Au prochain redémarrage de konqueror (oui, j'ai oublié de préciser que c'était pour KDE3.2 - Mais il est possible de faire qqch d'équivalement pour les autres WM) , un menu suplémentaire apparaitra dans le menu contextuel. Les videos produites apparaissent dans le dossier archos de votre home.

NOTES:

La résolution de sortie est fixée à 320x176. Le résultat est bon si on a du 16/9 en entrée. Si c'est du 4/3 ou du 2.35/1 on va avoir des déformations. Si quelqu'un à une idée pour que la largeur soit fixée à 320 et la hauteur variable pour garder un ratio constant je suis preneur.

Au pire j'envisage de prévoir plusieurs entrées dans le menu en fonction  du format d'entrée.

Les critères de qualités sont fixés dans la ligne de commande. A vous de les modifier en fonction de vos besoins.

La largeur idéale pour un AV3XX est 640px ou 320px. Pour une visualistaion à l'écran 320 est largement suffisant. Pour utiliser la sortie TV , préférez 640.

Autre problème détécté: dans avi-archos.desktop, je voulais mettre les chemins sous la forme ~/archos et pour une raison inconnue , ca ne marche pas si on met pas en clair /home/votre_user/archos ... Si quelqu'un à un bon conseil, je prends aussi.Last edited by sorg on Wed Nov 24, 2004 7:10 pm; edited 1 time in total

----------

## yuk159

Merci pour le HowTo sorg, désolé je l'avais pas vu   :Confused: 

Pourrais-tu m'expliquer ce que sont les video Archos AV3XX  :Embarassed: 

[EDIT] en relisant je suis pas sur d'avoir bien compris dailleurs

Si quelqu'un peu m'éclairer.

----------

## DuF

Je crois que c'est un baladeur jukebox numérique qui en plus peut lire des vidéos en divx mais seulement dans une résolution maximale de 320*qqchose (enfin bon je crois).

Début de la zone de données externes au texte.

PR #234, opened 2023-11-13
ci: don't cancel other hil tests when one fails

sam-golioth:
The default GitHub Actions behavior is to cancel all other jobs spawned from a matrix when one of the jobs fails. This means our HIL tests are only able to identify at most one failure. Specifying `fail-fast` as false allows all jobs to complete even if one fails, giving us a more complete picture of how many tests are passing or failing.

### DIFF
--- a/.github/workflows/hil_tests.yml
+++ b/.github/workflows/hil_tests.yml
@@ -12,6 +12,7 @@ on:
 jobs:
   hil_test_zephyr:
     strategy:
+      fail-fast: false
       matrix:
         include:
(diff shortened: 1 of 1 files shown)


mniestroj (approved):
Makes sense, we use similar option in Zephyr SDK for parallel twister builds: https://github.com/golioth/golioth-zephyr-sdk/blob/97b9fb005d63ba5f80c354c89cbbc33e2d35f773/.github/workflows/build_test.yml#L21

PR #239, opened 2023-11-15
Fix intermittent RT1024 hil failures

sam-golioth:
Increase the size of the serial receive ringbuffer for the shell, to prevent the buffer from filling up and causing characters to be dropped. This can happen during HIL tests because if the DUT is running a higher priority thread, then the host PC can write to the serial port faster than the DUT empties the ringbuffer. This isn't a problem for the samples because humans don't type that fast, so this change is only made for the HIL test app.

This PR also includes a commit to erase boards that use JLink before programming them, which didn't fix the issue, but is a good idea anyway to keep things consistent and prevent one test run from influencing subsequent runs.

Fixes golioth/firmware-issue-tracker#312


mniestroj (approved):
I experienced a similar problem with QEMU some time ago, when developing some tests that used shell as well. Behavior was the same.

Alternative workaround would be to add inter-character sleep when sending commands over shell. But I guess this would not be any better, maybe even worse in potential debugging.

PR #245, opened 2023-12-04
Use docker for hil tests

szczys:
* Use docker for all HIL testing on this repo
* Specifically target on self-hosted runner for the legacy esp32s3 test to workaround timeouts on some runners. This is being phased out and will soon be replaced with more granular tests

Changing to Docker HIL images was tested before opening this PR:
* https://github.com/golioth/golioth-firmware-sdk/actions/runs/7089709731
* https://github.com/golioth/golioth-firmware-sdk/actions/runs/7067511221
* https://github.com/golioth/golioth-firmware-sdk/actions/runs/7066696608

### DIFF
--- a/.github/workflows/hil_test_esp-idf.yml
+++ b/.github/workflows/hil_test_esp-idf.yml
@@ -40,6 +40,13 @@ jobs:
     needs: build
     runs-on: has_${{ inputs.hil_board }}
 
+    container:
+      image: golioth/golioth-hil-base:ff78585
+      volumes:
+        - /dev:/dev
+        - /home/golioth/credentials:/opt/credentials
+      options: --privileged
+
     steps:
       - name: Checkout repository
         uses: actions/checkout@v4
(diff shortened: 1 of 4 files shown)


.github/workflows/hil_test_esp-idf.yml
```diff
@@ -40,6 +40,13 @@ jobs:
     needs: build
     runs-on: has_${{ inputs.hil_board }}
 
+    container:
+      image: golioth/golioth-hil-base:latest
```
sam-golioth, line 44: Let's point to a specific version here rather than the latest. That ensures we can keep building on this commit if we make a breaking change to the image later.

.github/workflows/hil_test_esp-idf.yml
```diff
@@ -40,6 +40,13 @@ jobs:
...
+      volumes:
+        - /dev:/dev
+        - /home/golioth/credentials:/opt/credentials
+      options: --privileged
```
sam-golioth, line 48: Why is this required? And what permissions does it grant?

PR #248, opened 2023-12-11
port: pass structs by reference in golioth_sys_* apis

sam-golioth:
Resolves golioth/firmware-issue-tracker#219

### DIFF
--- a/include/golioth_sys.h
+++ b/include/golioth_sys.h
@@ -45,7 +45,7 @@ typedef struct {
     void* user_arg;
 } golioth_sys_timer_config_t;
 
-golioth_sys_timer_t golioth_sys_timer_create(golioth_sys_timer_config_t config);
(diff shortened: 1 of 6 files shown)


include/golioth_sys.h
```diff
@@ -45,7 +45,7 @@ typedef struct {
     void* user_arg;
 } golioth_sys_timer_config_t;
 
-golioth_sys_timer_t golioth_sys_timer_create(golioth_sys_timer_config_t config);
+golioth_sys_timer_t golioth_sys_timer_create(golioth_sys_timer_config_t *config);
```
mniestroj, line 48: How about adding `const` to this argument type? Since this is a config, it probably should be mutable only in context of application and not modified by the SDK itself.

sam-golioth: Good thought! I've updated

mniestroj (approved):

PR #250, opened 2023-12-11
zephyr: add test for hello sample

szczys:
Add a pytest-based Twister test to the Hello sample:

* Compile and flash the sample to each HIL board
* Monitor the board's serial connection for the fourth Hello message to be sent
* Query the device logs from Golioth and search them backwards for the first three Hello messages

This test ensures the following:
* By waiting until the fourth message has been sent, we have a built-in 5 second window for the previous Hello message to arrive on the server and be available via the Rest API
* When searching the logs we verify all of the first three Hello messages were received in the order they were sent.

### DIFF
--- a/examples/zephyr/hello/pytest/conftest.py
+++ b/examples/zephyr/hello/pytest/conftest.py
@@ -1,0 +1,36 @@
+import os
+import pytest
+
+def pytest_addoption(parser):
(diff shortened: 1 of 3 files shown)


sam-golioth (approved):
Awesome work @szczys! No notes :)

PR #1795, opened 2026-07-16
DEVPROD-32813: Reorganize admin settings

sophstad:
DEVPROD-32813

### Description

- Link straight to the feature flags page from "admin settings" in the navbar. I opted to keep the general settings page as the default though.
- Do some reorganizing: no need to fetch admin settings data from the admin settings root. Instead, it can be handled by the page component.

### Testing

Existing tests passing


apps/spruce/src/pages/adminSettings/tabs/GeneralTab/GeneralTab.tsx
```diff
@@ -9,33 +20,73 @@ import { ProvidersTab } from "./ProvidersTab/ProvidersTab";
...
+    [adminSettings],
+  );
+
+  useEffect(() => {
+    if (tabData) {
+      setInitialData(tabData);
+    }
+  }, [setInitialData, tabData]);
+
+  useScrollToAnchor();
```
athammer: does this need to be run after `loading` is done and/or after it's done and if there's tab data?

athammer (approved):

apps/spruce/src/pages/adminSettings/tabs/GeneralTab/GeneralTab.tsx
sophstad: fixed 🫡

PR #1796, opened 2026-07-16
DEVPROD-29652: Remove `@emotion/eslint-plugin`

minnakt:
DEVPROD-29652

### Description
I don't think we've seen a lot of benefits from this plugin. 

It hasn't been updated for 2 years and was never updated to support ESLint 9.

### DIFF
--- a/apps/spruce/src/components/TaskBox/index.tsx
+++ b/apps/spruce/src/components/TaskBox/index.tsx
@@ -1,6 +1,4 @@
 import { forwardRef } from "react";
-// Using non-React Emotion generates a static class, avoiding runtime performance impacts on pages like the waterfall.
-// eslint-disable-next-line @emotion/no-vanilla
 import { css as classNameCss } from "@emotion/css";
 import { css } from "@emotion/react";
 import styled from "@emotion/styled";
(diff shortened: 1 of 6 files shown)


apps/spruce/src/components/TaskBox/index.tsx
```diff
@@ -1,6 +1,4 @@
 import { forwardRef } from "react";
-// Using non-React Emotion generates a static class, avoiding runtime performance impacts on pages like the waterfall.
```
sophstad, line 2: [nit] I think the first line is helpful context since we don't do this anywhere else

apps/spruce/src/pages/waterfall/BuildRow.tsx
```diff
@@ -1,6 +1,4 @@
 import { memo, useCallback, useEffect, useMemo, useRef, useState } from "react";
-// Using non-React Emotion generates a static class, avoiding runtime performance impacts on pages like the waterfall.
```
sophstad, line 2: same as above

sophstad (approved):

apps/spruce/src/components/TaskBox/index.tsx
minnakt: I'll add back these comments

PR #1798, opened 2026-07-16
DEVPROD-29652: Share `sort-imports` ESLint rule across all projects

minnakt:
DEVPROD-29652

Donc faut réencoder les vidéos pour les lire dessus toujours si je me trompe pas :-p

----------

## yuk159

merci Duf je ne connaissais pas.

----------

## sorg

 *DuF wrote:*   

> Je crois que c'est un baladeur jukebox numérique qui en plus peut lire des vidéos en divx mais seulement dans une résolution maximale de 320*qqchose (enfin bon je crois). Donc faut réencoder les vidéos pour les lire dessus toujours si je me trompe pas :-p

 

Oui, c'est exactement çà.

C'est un baladeur qui a une largeur d'écran de 320 px et qui sait lire les divx mais ne sait pas les resizer pour les afficher si le facteur n'est pas 2.

donc pour un affichage optimal il faut que la video fasse une largeur de 320px ou 640px. (320 suffisant largement si on utilise pas la sortie TV)

Une nouvelle version du script est dispo par là:

http://forum.hardware.fr/forum2.php3?config=hardwarefr.inc&post=38691&cat=11

----------

## sorg

How -to mis à jour!

http://fr.gentoo-wiki.com/HOWTO_Encoder_des_vid%C3%A9os_pour_Archos_AV3XX

Il est désormais basé sur transcode et utilise une méthode de redimensionnement plus de deux fois plus rapide.

----------

## sorg

Nouvelle petite modif pour afficher une progress-bar

----------